We can do better than just be super aggressive and reject calls once we've
reached the limit by simply making pending callers wait until the
threshold has been reduced, and then throttling them in, one by one.
This throttling enables requests over the kmod concurrent limit to be
processed once a pending request completes. Only the first item queued up
to wait is woken up.

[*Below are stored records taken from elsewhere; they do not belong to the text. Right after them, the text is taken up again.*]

PR #1827, opened 2018-12-04
Use vue-loader stable version

holidayworking:
vue-loader v15 has already been released.

https://github.com/vuejs/vue-loader/blob/v15.4.0/CHANGELOG.md


gauravtiwari:
Thanks, fixed in #1823 but lets merge this one

PR #1830, opened 2018-12-11
Use RAILS_ENV in runner webpack config.

phlegx:
This allows to have webpack configs for other environments then development, test and production. For example using environment staging.js.


phlegx:
@gauravtiwari you write: _You can supply env variables to change settings during builds. For example, a different API URL for staging vs production._

Can you show me please an example how to do that?

gauravtiwari:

The assumption here is once a task is woken it will
have no other option to also kick the queue to check if there are more
pending tasks -- regardless of whether or not it was successful.
By throttling and processing only max kmod concurrent tasks we ensure we
avoid unexpected fatal request_module() calls, and we keep memory
consumption on module loading to a minimum.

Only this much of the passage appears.